A substrate that is not substantially impregnated with the thermosetting resin composition is attached to at least one surface of a prepreg composed of the thermosetting resin composition and the reinforcing fiber, and the thickness (A) of the prepreg and the An intermediate material for FRP molding, wherein the ratio (B) / (A) to the thickness (B) is 0.1 or more and 2.5 or less. The intermediate material for FRP molding according to claim 1, wherein the prepreg is manufactured by a lacquer method. The intermediate material for FRP molding according to claim 1 or 2, wherein the substrate is made of a fibrous thermoplastic resin composition. The intermediate material for FRP molding according to any one of claims 1 to 3, wherein the substrate is a nonwoven fabric of a thermoplastic resin composition. The intermediate material for FRP molding according to any one of claims 1 to 3, wherein the substrate comprises a reinforcing fiber. 6. The intermediate material for FRP molding according to claim 5, wherein the reinforcing fibers constituting the base material are the same as the reinforcing fibers constituting the prepreg. 7. The intermediate material for FRP molding according to claim 6, wherein the reinforcing fibers constituting the base material form different angles from the reinforcing fibers constituting the prepreg. 6. The intermediate material for FRP molding according to claim 5, wherein the reinforcing fibers constituting the base material are different from the reinforcing fibers constituting the prepreg. The intermediate material for FRP molding according to any one of claims 1 to 8, wherein the thermosetting resin composition is an epoxy resin or a phenol resin.

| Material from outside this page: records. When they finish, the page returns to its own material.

PR #248, opened 2023-07-04
Feature/animal module - Foraging functions

TaranRallings:
# Description

This is a first draft of the foraging system. In the Madingley model, all of the searching and sorting of animal foraging was their largest computational bottleneck and I am expecting something similar for us. I am very open to dramatically rewriting this entire system. I want this part to work as efficiently as possible. 

The draft assumptions are that each animal searches one grid square and consumes just one type of resource per time-step and that community foraging is unordered. Multi-grid search will be added after we've sorted multi-grid occupancy. The single-resource assumption will be fixed soon after we decide on the overall foraging structure. The ordering of foragers is a bigger discussion and the choice had significant outcomes for Madingley. 

I have broken the cohort.eat() function into separate functions for herbivory and predation. I expect these to be supplemented soon with scavenging and possibly soil consumption. 
I have added a cohort.cohort_forage() function that can be called to handle what kind of foraging should take place.
I have added a community.community_forage() function that loops through all animals in the communities and calls cohort_forage() for each of them.

Questions I'd like to get sorted:
- Does the distribution of these functions between AnimalCohort and AnimalCommunity make sense? 
       - And/or how could they be improved?
- Does the separation of different foraging types (predation/herbivory/etc) into different functions make sense?
- There is a lot of list manipulation and related shenanigans going on in here, how can this be tightened up?

I have kept the testing minimal as I'm expecting to demolish this thing and rebuild. I will write out a full testing suite once we're settled on the structure and distribution of functions.

**EDIT**

I have reworked the foraging system. The new form includes a few major changes:

- `forage_community()` was broken into `forage_community()` + `collect_prey()`
- `herbivory()` + `predation()` were collapsed into a single `eat()` method
- a `get_eaten()` method was added to `AnimalCohort` and `PlantCommunity`
- I have implemented Protocols to group classes by status as `Consumer`, `Resource`, or `Pool`
- a host of smaller changes to naming conventions and function logic

I tried to work in the various suggestions to improving the code but the broader rework has made it difficult to tell how successful this was in some cases. Testing is still in shambles and will be dialled in once we've settled on the structure. 

I think the code is much better now. It's easier to see what is happening and I think between `get_eaten()` and Protocols it will be easier to build on the code going forward.

Questions!
- what do we think about using Protocols? Is is acceptable? Does this need a system of supplementary checks to make sure nothing is awry?
- is the looping and grouping logic in `forage_community()` and `collect_prey()` sane?
- would any of the methods be better decomposed into smaller methods?
- have I completely overlooked one of your previous suggestions?

Fixes # (issue)

## Type of change

## Key checklist

## Further checks


jacobcook1995 (approved):
With the massive caveat that my knowledge of how to efficiently structure animal models is basically non-existent, LGTM!

Made a couple of comments about minor things.

virtual_rainforest/models/animals/animal_cohorts.py
```diff
@@ -180,4 +226,45 @@ def die_individual(self, number_dead: int, carcass_pool: CarcassPool) -> None:
...
+
         carcass_pool.energy += number_dead * self.mass * ENERGY_DENSITY["meat"]
+
+    def forage_cohort(
+        self,
+        plant_list: list[PlantCommunity],
+        animal_list: list[AnimalCohort],
+        carcass_pool: CarcassPool,
+        soil_pool: PalatableSoil,
+    ) -> float:
```
davidorme, line 238: I would try and turn this into a registry approach (probably not right now, but in the longer term). That would need a generic signature of all possible food sources and then each registered diet method would have body code that targeted the diet specific sources. So, you might have a registry dictionary like:

```python
{
    'herbivore': herbivory(self, plants, animals, carcasses, soil,...),
    'carnivore': carnivory(self, plants, animals, carcasses, soil,...), 
}
```

That then is easier for us or other users to extend with different diets. In addition, you can configure the foraging function when the cohort is created in `init`.

```python
self.forage = DIET_REGISTRY[self.functional_group.diet.value]
```

And then `self.forage` should automatically target the right diet by calling the appropriate function from under that `forage` label.

virtual_rainforest/models/animals/animal_communities.py
```diff
@@ -93,3 +99,31 @@ def birth(self, cohort: AnimalCohort) -> AnimalCohort:
...
+        carcass_pool = self.carcass_pool
+        soil_pool = self.soil_pool
+
+        animal_list = []  # List to collect all animals
+
+        for functional_group, cohorts in self.cohorts.items():
+            animal_list.extend(cohorts)  # Add cohorts from the current functional group
+
+        for cohort in animal_list:
+            other_animals = [animal for animal in animal_list if animal != cohort]
```
davidorme, line 122: You're iterating over a list, so you just use indexing here to omit the target cohort rather than a more expensive list comprehension and comparison:
```suggestion
        for idx, cohort in enumerate(animal_list):
            other_animals = animal_list[0:idx] + animal_list[idx+1:]
```

virtual_rainforest/models/animals/animal_cohorts.py
davidorme: That's basically just replacing `self.forage_cohort` with a direct link to the right function rather than having to maintain a lookup system within `self.forage_cohort`.

virtual_rainforest/models/animals/animal_communities.py
```diff
@@ -93,3 +99,31 @@ def birth(self, cohort: AnimalCohort) -> AnimalCohort:
...
+
+        """
+        plant_list = [self.plant_community]
+        carcass_pool = self.carcass_pool
+        soil_pool = self.soil_pool
+
+        animal_list = []  # List to collect all animals
+
+        for functional_group, cohorts in self.cohorts.items():
+            animal_list.extend(cohorts)  # Add cohorts from the current functional group
```
davidorme, line 119: If you don't need the cohort names, you can do:
```suggestion
        for cohorts in self.cohorts.values():
            animal_list.extend(cohorts)  # Add cohorts from the current functional group
```

davidorme: Or even:

```python
animal_list = [each_cohort for fg_cohorts in self.cohorts.values() for each_cohort in fg_cohorts]
```

I'm not sure a list comprehension is any faster - avoids having to declare `animal_list` first.

virtual_rainforest/models/animals/animal_communities.py
davidorme: Having said that doesn't this prevent within-cohort cannibalism?

virtual_rainforest/models/animals/animal_cohorts.py
```diff
@@ -105,55 +108,98 @@ def metabolize(self, dt: timedelta64) -> None:
...
-        Currently, this wraps the acts of consuming plants and excreting wastes. It will
-        later wrap additional functions for selecting a food choice and navigating
-        predation interactions.
+        # Increase predator's stored energy with the energy gained from eating
+        self.stored_energy += (
+            consumed_energy * self.functional_group.conversion_efficiency
+        )
+        prey.stored_energy -= consumed_energy
+
+        return consumed_energy * self.functional_group.conversion_efficiency
```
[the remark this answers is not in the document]
davidorme: The same is true for `birth` - appends to the cohort and returns the object?

davidorme (commented):
The main thing here for me is that I'm not sure that collapsing your `community.cohorts` structure into a flat list in `forage_cohorts` is helpful. I can see the intention is to remove the foraging cohort. The first issue is that (rarely!) things in a cohort might eat each other. 

The more important thing is that at some point soon you are going to want the foraging functions to filter the available cohorts down to what that cohort actually eats. That is going to be a pain to set up but I can imagine the first slices being functional group and then mass. If you pass the `community.cohorts` over _as is_ then it is a great deal easier to apply filters. Given an `AnimalCohort.prey_groups` attribute like `{'small_mammals': (12.0, 150), ...}` that sets possible targets and sizes handled,  the `AnimalCohort.carnivory` method could internally do something like:

```python
# filter targets
prey = []
for func_gp, cohorts in animal_cohorts:
    # Exclude non target cohorts
    if func_gp not in self.prey_groups:
        continue

    # Reduce to cohorts within handled size range
    min_size, max_size = self.prey_groups[func_gp]
    right_sized = [c for c in cohorts  if (c.mass >= min_size) or (c.mass <= max_size)]
    prey.extend[right_sized]
```

With the flattened list, you lose a lot of useful information.

virtual_rainforest/models/animals/animal_cohorts.py
```diff
@@ -105,55 +108,98 @@ def metabolize(self, dt: timedelta64) -> None:
...
-            A float containing the amount of energy consumed in the foraging bout.
+            A float containing the amount of energy consumed in the herbivory bout.
         """
-        consumed_energy = min(food.energy, self.intake_rate * food.energy_density)
+        consumed_energy = (
+            min(
+                plant_food.energy,
+                self.intake_rate * plant_food.energy_density * self.individuals,
+            )
+            * self.individuals
```
dalonsoa, line 131: Aren't you considering self.individuals twice if the winner option is the second one?

virtual_rainforest/models/animals/animal_cohorts.py
```diff
@@ -105,55 +108,98 @@ def metabolize(self, dt: timedelta64) -> None:
...
+                * self.functional_group.mechanical_efficiency
+            ),
+            prey.stored_energy,
+        )
 
-    def forage(self, food: PlantCommunity, soil: PalatableSoil) -> None:
-        """The function to enact multi-step foraging behaviors.
+        # Reduce the number of individuals in the prey cohort and add energy to predator
+        prey.individuals -= number_eaten
+        carcass_pool.energy += consumed_energy * (
```
dalonsoa, line 180: If the explanation is about adding energy to predator, why is it added to the carcass pool?

dalonsoa (commented):
Sorry, I haven't finished yet, but of of leaving a couple of comments.

virtual_rainforest/models/animals/animal_communities.py
TaranRallings: > Having said that doesn't this prevent within-cohort cannibalism?

It was intended to prevent within-cohort cannibalism but not within-fg cannibalism. The situation where you are predating on an individual that is both your "species" and identical body-mass would be extremely rare. Maybe I should build something in where this occurs when there are no other remaining animal cohorts.

virtual_rainforest/models/animals/animal_communities.py
dalonsoa: It is faster, actually. https://wiki.python.org/moin/PythonSpeed/PerformanceTips#Loops

virtual_rainforest/models/animals/animal_communities.py
```diff
@@ -41,6 +44,9 @@ def __init__(
             k.name: [] for k in self.functional_groups
         }
         """Generate a dictionary of functional groups within the community."""
+        self.plant_community: PlantCommunity = PlantCommunity(10000.0, 1)
+        self.carcass_pool: CarcassPool = CarcassPool(10000.0, 1)
+        self.soil_pool: PalatableSoil = PalatableSoil(10000.0, 1)
```
dalonsoa, line 49: Why 10000.0 specifically?

dalonsoa (approved):
Besides my previous comments, just a minor question.

virtual_rainforest/models/animals/animal_communities.py
TaranRallings: With your above suggestion for a self.prey_groups, all of this will be moot i think. I'll be able to specify cannibalism and its conditions clearly in that attribute.

virtual_rainforest/models/animals/animal_communities.py
alexdewar, line 119: I see your list comprehension and I raise you an `itertools` :wink:

If you do `from itertools import chain`, then you can do:

```suggestion
        animal_list = list(chain.from_iterable(self.cohorts.values()))
```

alexdewar (changes requested):
Sorry for the really late response to this...

It looks good to me apart from what I think is a bug found by @dalonsoa in `herbivory()`. Other than that I'd be happy to merge.

I have made a few small suggestions elsewhere though.

virtual_rainforest/models/animals/animal_communities.py
davidorme: Welcome back! Hope all is going well with the little one. 

That solution is also less mystifying than `[item for sublist in l for item in sublist]`. I'm never convinced it isn't magic somehow.

virtual_rainforest/models/animals/animal_cohorts.py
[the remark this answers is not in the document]
TaranRallings: Ah, good find! I had planned to do the actual energy updating in forage_cohort but lost track of that along the way. I've updated it now.

Birth, on the other hand, is just a mistake. I think probably from debugging.

virtual_rainforest/models/animals/animal_cohorts.py
TaranRallings: Oops!

virtual_rainforest/models/animals/animal_communities.py
TaranRallings: It's a completely toy value that was round enough to be easy and big enough to not always be going to zero from a trophic interaction.

virtual_rainforest/models/animals/animal_cohorts.py
```diff
@@ -105,55 +108,98 @@ def metabolize(self, dt: timedelta64) -> None:
...
+        Returns:
+            A float containing the amount of energy consumed in the herbivory bout.
 
         """
-        waste_energy = consumed_energy * self.functional_group.conversion_efficiency
-        soil.energy += waste_energy * self.individuals
-        # The amount of waste by the average cohort member * number individuals.
+        # Calculate the number of individuals that can be eaten based on intake rate
+        # Here we assume predator can consume prey mass equivalent to its daily intake
+        number_eaten = int(min(self.intake_rate / prey.mass, prey.individuals))
```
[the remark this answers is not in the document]
TaranRallings: If I do this will the result not be a float? Would it be useful to do the floor division and call int()?

virtual_rainforest/models/animals/animal_cohorts.py
TaranRallings: > It's probably more complicated than that, but it was just a thought.

This is a good point. In the not so distant future get_eaten() will sometimes have to be handled by other modules in some way anyhow. I the registry point but I'll try get_eaten() for now and build towards the registry when things are more fleshed out.

dalonsoa (approved):
It looks good to me!

alexdewar (changes requested):
I've made some really minor suggestions, but I think your refactor turned out really nicely. It's def clearer now. Good job!

virtual_rainforest/models/animals/animal_cohorts.py
```diff
@@ -180,4 +148,98 @@ def die_individual(self, number_dead: int, carcass_pool: CarcassPool) -> None:
...
+        Args:
+            food: An object of a Resource class (currently: AnimalCohort, Plant
+                  Community)
+            pool: An object of a Pool class, which could represent depositional pools
+                  like soil or carcass pools.
+
+        """
+        # get the per-individual energetic gain from the bulk value
+        energy = food.get_eaten(self, pool) / self.individuals
+        self.stored_energy += energy
```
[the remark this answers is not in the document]
TaranRallings: Good point! When this is actually resolved into a simulation cycle a cohort with 0 individuals will "die" and be removed. I should probably check for this though.

virtual_rainforest/models/animals/animal_communities.py
```diff
@@ -85,11 +93,69 @@ def birth(self, cohort: AnimalCohort) -> AnimalCohort:
...
+                continue
+
+            # Get the size range of the prey this predator eats
+            min_size, max_size = consumer_cohort.prey_groups[prey_functional_group]
+
+            # Filter the potential prey cohorts based on their size
+            right_sized_prey = [
+                c for c in potential_prey_cohorts if min_size <= c.mass <= max_size
+            ]
+            prey.extend(right_sized_prey)
```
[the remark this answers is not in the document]
TaranRallings: That's a really interesting distinction, thanks for pointing it out.

virtual_rainforest/models/animals/protocols.py
```diff
@@ -0,0 +1,32 @@
...
+class Pool(Protocol):
+    """This is a protocol for defining dummy abiotic pools containing energy."""
+
+    stored_energy: float
+
+
+class Resource(Protocol):
+    """This is the protocol for defining what classes work as trophic resources."""
+
+    stored_energy: float
```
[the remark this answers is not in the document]
TaranRallings: It may end up working that way but it's not clear to me exactly what that is going to look like once things are stoichiometrically explicit. Some of these protocols may be abandoned as toy pools are trashed and animals are drawing on pools in other modules, which are handled in different ways. I will revisit the idea once we are further along.

alexdewar (approved):
LGTM :smile:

The FRP molding intermediate material according to any one of claims 1 to 9, wherein the reinforcing fibers constituting the prepreg are made of carbon fibers and / or glass fibers. A method for producing an intermediate material for FRP molding, in which a prepreg is prepared by a lacquer method, and then a substrate substantially not impregnated with a resin is attached to at least one surface of the prepreg. The method for producing an intermediate material for FRP molding according to claim 11, wherein the ratio (B) / (A) of the thickness (A) of the prepreg to the thickness (B) of the base material is 0.1 or more and 2.5 or less. The method for producing an intermediate material for FRP molding according to claim 11 or 12, wherein acetone is used as a solvent in the lacquer method.